[REQUIREMENT] All lines holding the word "getContainer" should be located in the records and copied.

[EXERCISE DATA]
Issue #5905, opened 2022-03-08
Properly model Elements and Isotopes


hroest:
# Problem

Currently both individual elements as well as Isotopes are modelled using `Element` which is a hacky conceptually, this implies that "an isotope  is the same as an element":

```
>>> ElementDB().getElement("O")
<pyopenms.pyopenms_2.Element object at 0x7f235032b670>
>>> ElementDB().getElement("(17)O")
<pyopenms.pyopenms_2.Element object at 0x7f235032b2b0>
```

with some strange side effects, eg (17)O is treated as a completely different Element than O and has its own isotope distribution and there is no link back from (17)O to the oxygen element (especially as we dont know that this is an isotope and not an element, we can use the atomic number though)

```
>>> ElementDB().getElement("(17)O").getIsotopeDistribution().getContainer()
[<pyopenms.pyopenms_4.Peak1D object at 0x7f235032b990>]
>>> ElementDB().getElement("O").getIsotopeDistribution().getContainer()
[<pyopenms.pyopenms_4.Peak1D object at 0x7f2370355090>, <pyopenms.pyopenms_4.Peak1D object at 0x7f235032b950>, <pyopenms.pyopenms_4.Peak1D object at 0x7f235032b670>]
```

It also means that we cannot store additional information that is isotope-specific, such as number of neutrons, half lives for radioactive elements, decay modes etc.

# Solutions

The main solution would be to add another class `Isotope` to properly model isotopes, however there are a few issues with this. We would then model the relationship with a `std::vector<Isotope>` as a member of `Element`. 
 
The main problem with this is that 

(i) many parts of OpenMS rely on `ElementDB().getElement("O").getIsotopeDistribution()` which should be reasonably fast and 
(ii) `ElementDB().getElement("(17)O")` should produce something that is of type `Element` since this can be used inside an `EmpiricalFormula`. 

[...]

PR #5956, opened 2022-03-16
Feature/isotope class

hroest:
# Description

Adds a new Isotope class that can store individual properties about isotopes, specifically

- mass
- abundance
- half-life
- decay mode

Currently, the `Element` has a list of `Isotope`s attached and the `ElementDB` has a function for both `getElement` and `getIsotope` to retrieve specific isotopes. Currently I have added a few isotopes to test, specifically Uranium and Carbon (C14). 

This addresses #5905


src/openms/include/OpenMS/CHEMISTRY/ElementDB.h
```diff
@@ -113,6 +124,30 @@ namespace OpenMS
...
+     * Adds a new isotope (or replaces an existing one if @em replace_existing is true). 
+     *
+     * @param name Common name of the element
+     * @param symbol Element symbol (one or two letter)
+     * @param an Atomic number (number of protons)
+     * @param abundance natural abundance of the isotope (use 0 for unstable isotopes)
+     * @param mass mass of the isotope
+     * @param half_life Half life of the isotope in seconds (use -1 for stable isotopes)
+     * @param decay Main decay mode for unstable isotopes (use NONE for stable isotopes)
+     * @param replace_existing Whether to replace an existint isotope
```
timosachsenberg, line 139:
```suggestion
     * @param replace_existing Whether to replace an existing isotope
```
maybe document what happens if replace_existing = false and an existing one is passed (no-op? exeption?)

src/openms/include/OpenMS/CHEMISTRY/ElementDB.h
```diff
@@ -113,6 +124,30 @@ namespace OpenMS
...
+     *
+     * @note Do not use this function inside parallel code as it modifies a singleton that is shared between threads.
+    */
+    void addIsotope(const std::string& name,
+                    const std::string& symbol,
+                    const unsigned int an,
```
timosachsenberg, line 145: merely style but here we pass a const int and below double... either or would be fine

[TASK RESULT]
>>> ElementDB().getElement("(17)O").getIsotopeDistribution().getContainer()
>>> ElementDB().getElement("O").getIsotopeDistribution().getContainer()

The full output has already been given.